Enhancers were split by type (caQTL/no-effect/CM, etc.) and the caQTL genotype in GM12878 (phased genome information was used to assign genotypes for neighbor/dependent enhancers). GM12878 ATAC–seq coverage was compared across enhancer types and genotypes using a two-sided Mann–Whitney test.

Assessing BETi sensitivity in CMs

Paired-end RNA-seq FASTQ files belonging to replicates of either JQ1 or DMSO-treated MEC1 cells were retrieved from the SRA (SRR7815327, SRR7815329, SRR7815330, SRR7815331, SRR7815332 and SRR7815333). Paired-end reads were aligned to the hg19 (GRCh37.75) reference genome using the STAR aligner⁷⁶, sorted, indexed and deduplicated with SAMtools⁶⁹ and loaded into R using the ‘Rsubread’ package⁷⁷. The ‘DESeq2’ package⁷⁸ was used for differential gene expression analysis, keeping genes with at least ten counts across all replicates.

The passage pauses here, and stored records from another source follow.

PR #8429, opened 2018-12-13
PR: Set projet filenames correctly when closing a project

### LINKED ISSUE #8375: Spyder editor does not open previously opened files in a project

jnsebgosselin:
## Description of Changes

When closing a project, call `set_project_filenames` before setting the current project to `None`.

### Issue(s) Resolved

Fixes #8375

### Affirmation


jnsebgosselin:
@ccordoba12 Is this worth it to add a test for such a small fix? Would you?

jnsebgosselin:
Forget my last comment, I found a way to cover this at the plugin level without too much effort.

spyder/plugins/projects/tests/test_plugin.py
```diff
@@ -120,5 +127,33 @@ def test_open_project_uses_visible_config(projects, tmpdir, value):
...
+
+    Regression test for Issue #8375
+    """
+    opened_files = ['file1', 'file2', 'file3']
+    mocker.patch.object(
+        projects.main.editor, 'get_open_filenames', return_value=opened_files)
+
+    # We mock os.path.isfile so that we do not have to
+    # actually create the files on the disk.
+    mocker.patch('spyder.plugins.projects.api.os.path.isfile',
```
CAM-Gerlach: Is this what we're using now instead of ``monkeypatch``?

spyder/plugins/projects/tests/test_plugin.py
```diff
@@ -25,16 +25,25 @@
 from spyder.py3compat import to_text_string
 
 
-# =============================================================================
-# Fixtures
-# =============================================================================
+# ---- Fixtures
```
CAM-Gerlach: ??? I thought this was our standard test file formatting for new and substantially revised files? I've never seen the ``# ---- NAME`` formatting anywhere else in our code (or anywhere else that I've seen) while it seems the previous is much more conventional (and besides, looks way better and clearer IMO).

spyder/plugins/projects/tests/test_plugin.py
```diff
@@ -57,9 +66,7 @@ def __getattr__(self, attr):
     return projects
 
 
-# =============================================================================
-# Tests
-# =============================================================================
+# ---- Tests
```
CAM-Gerlach: Same as above

spyder/plugins/projects/tests/test_plugin.py
```diff
@@ -120,5 +127,33 @@ def test_open_project_uses_visible_config(projects, tmpdir, value):
...
+    mocker.patch('spyder.plugins.projects.api.os.path.isfile',
+                 return_value=True)
+
+    # Create the project.
+    path = to_text_string(tmpdir.mkdir('project1'))
+    projects.open_project(path=path)
+    assert projects.get_project_filenames() == []
+
+    # Close and reopen the project.
+    projects.close_project()
```
CAM-Gerlach: Although the original bug only occurred on closing and re-opening projects, would it be too much work to test switching projects as well in case there's a regression or edge case in the future?

spyder/plugins/projects/tests/test_plugin.py
ccordoba12: I agree with @CAM-Gerlach here. Please revert.

spyder/plugins/projects/tests/test_plugin.py
ccordoba12: I agree with this too. It shouldn't be that hard.

spyder/plugins/projects/tests/test_plugin.py
jnsebgosselin: !!! The reason I did this was because special comments are added to the Outline Explorer, which I find very useful to separate at a glance the fixtures from the tests. But that's ok, I'm going to revert it.

image

ccordoba12: Sorry, then I agree with your change. Please remove your last commit.

spyder/plugins/projects/tests/test_plugin.py
jnsebgosselin: This is a good idea. I will add that.

ccordoba12:
@jnsebgosselin, you need to rebase/merge with master to fix the tests in Azure.

spyder/plugins/projects/tests/test_plugin.py
CAM-Gerlach: I don't know, that was just my understanding from the previous files but its up to @ccordoba12

spyder/plugins/projects/tests/test_plugin.py
CAM-Gerlach: What about

```python
# =============================================================================
# ---- Fixtures
# =============================================================================
```

That keeps most of the existing convention (and more visible/better looking styling) and only requires adding four characters on one line to existing files as they are modified, and is more visible inline without the outline explorer while still achieving the same affect with it.

jnsebgosselin: 👍 👍 👍 I think this is a good idea. If @ccordoba12 agrees with it I will do that.

ccordoba12: Sure, I agree with that too.

spyder/plugins/projects/tests/test_plugin.py
ccordoba12: I don't have a problem with using any approach.

jnsebgosselin:
@ccordoba12 I added the requested additional test. There is a chance you won't like my `create_projects` fixture that I've created to remove some repetitiveness of the code in both tests I've added.

There is no problem if you don't like it, I will just remove the 2 latest commits.

spyder/plugins/projects/tests/test_plugin.py
```diff
@@ -120,5 +156,49 @@ def test_open_project_uses_visible_config(projects, tmpdir, value):
...
+    then reopened.
+
+    Regression test for Issue #8375
+    """
+    opened_files = ['file1', 'file2', 'file3']
+    path = to_text_string(tmpdir.mkdir('project1'))
+
+    # Create the projects plugin.
+    projects = create_projects(path, opened_files)
+    assert projects.get_project_filenames() == []
```
ccordoba12: Why is this empty and not equal to `opened_files`?

jnsebgosselin: `get_project_filenames` returns what is saved in the project's config file and this gets updated only when closing the project, not as new files are opened or closed in the Editor.

jnsebgosselin: So `create_project` open a new project with an empty list of files at first in the config. Then when we close the project, the list of files we are mocking as open in the Editor are set as the project filenames in the config file.

ccordoba12: Ok, I see. Thanks for the explanation!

Enhancer-to-gene mapping was done by finding the closest TSS. Distances to the TSS were compared between LOCAL leads and CM leads using a Student’s t-test. Annotation data for super-enhancers and active B cell enhancers were retrieved from the SEA⁶² (v3.0). Enhancers were defined as overlapping if they shared at least 200 bp. Specifics on different enhancer-type intersections and subsamplings are described in Supplementary Methods. Significance assessment between log₂(FCs) in expression across groups was done using a two-sided Mann–Whitney test.

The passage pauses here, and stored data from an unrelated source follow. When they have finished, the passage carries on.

PR #8452, opened 2018-12-17
PR: Fix Recent Project submenu actions in Projects menu.

### LINKED ISSUE #8450: Project switching with recent projects menu fails to open correct project

Using the Recent Projects menu always reopens the last project opened.  This occurs even after a restart of Spyder.  It seems to occur regardless of the project selected from the menu, so doesn't seem immediately to be a corruption of the file where the recent projects list is stored.  

It is easily reproducible for me using the current state of the master branch, and has been for about a month.  I am not sure which PR introduced the problem for me at this time.

## Versions

* Spyder version: 4.0.0.dev0 
* Python version: 3.7.0
* Qt version: 5.9.6
* PyQt5 version: 5.9.2

### Dependencies

```
qdarkstyle >=2.6.4:  2.6.4 (OK)
sphinx >=0.6.6    :  2.0.0 (OK)
pyls >=0.19.0     :  0+unknown (OK)
numpy >=1.7       :  1.15.2 (OK)
sympy >=0.7.3     :  1.3 (OK)
qtconsole >=4.2.0 :  4.4.2 (OK)
IPython >=4.0     :  7.0.1 (OK)
matplotlib >=2.0.0:  3.0.1 (OK)
```

jnsebgosselin:
## Description of Changes

I followed the solution proposed https://stackoverflow.com/a/46300450/4481445 to solve this Issue. 

Basically, it is required to use the lambda expression with solid variables, or else the path to the oldest project saved in the most recent project list is used as the `path` value for the action of every project.

### Issue(s) Resolved

Fixes #8450

### Affirmation

### DIFF
--- a/spyder/plugins/projects/plugin.py
+++ b/spyder/plugins/projects/plugin.py
@@ -195,15 +195,13 @@ class Projects(SpyderPluginWidget):
             for project in self.recent_projects:
                 if self.is_valid_project(project):
                     name = project.replace(get_home_dir(), '~')
-
-                    def slot():
-                        self.switch_to_plugin()
-                        self.open_project(path=project)
-
-                    action = create_action(self,
+                    action = create_action(
+                        self,
                         name,
-                        icon = ima.icon('project'),
-                        triggered=slot)
+                        icon=ima.icon('project'),
+                        triggered=(
+                            lambda _, p=project: self.open_project(path=p))
+                        )
                     self.recent_projects_actions.append(action)
                 else:
                     self.recent_projects.remove(project)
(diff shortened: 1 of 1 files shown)


spyder/plugins/projects/plugin.py
```diff
@@ -195,15 +195,13 @@ def setup_menu_actions(self):
             for project in self.recent_projects:
                 if self.is_valid_project(project):
                     name = project.replace(get_home_dir(), '~')
-
-                    def slot():
-                        self.switch_to_plugin()
```
jnsebgosselin: We do not need to call this here, since it is the first thing that is called in `open_project`

jnsebgosselin:
@ccordoba12 for your information, this bug should be present also in 3.x, but I think we are done fixing minor bugs in this branch, right?

ccordoba12:
> for your information, this bug should be present also in 3.x, but I think we are done fixing minor bugs in this branch, right?

No, we aren't anymore.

Statistics and reproducibility

All statistical analyses were carried out in R, and figures were generated using the ggplot2 package (version 3.4.2). Raw P values are visualized as NS = P > 0.05, *P < 0.05, **P < 0.01, ***P < 0.001 and ****P < 0.0001. P values < 2.2 × 10⁻¹⁶ are reported as ‘P < 2.2 × 10⁻¹⁶’, the default cutoff in R. P values are unadjusted unless otherwise indicated. Where applicable, multiple testing correction was performed and is indicated in the respective Methods or Supplementary Methods. For all comparisons across TF motif classes, the following sample sizes were given: n = 151 for unlabeled TF motifs, n = 120 for USTs, n = 18 for independent-initiator, n = 44 for context-initiator and n = 68 for context-only motifs. For the Mann–-Whitney and Student’s t-test, an unpaired, two-sided test was performed unless otherwise specified.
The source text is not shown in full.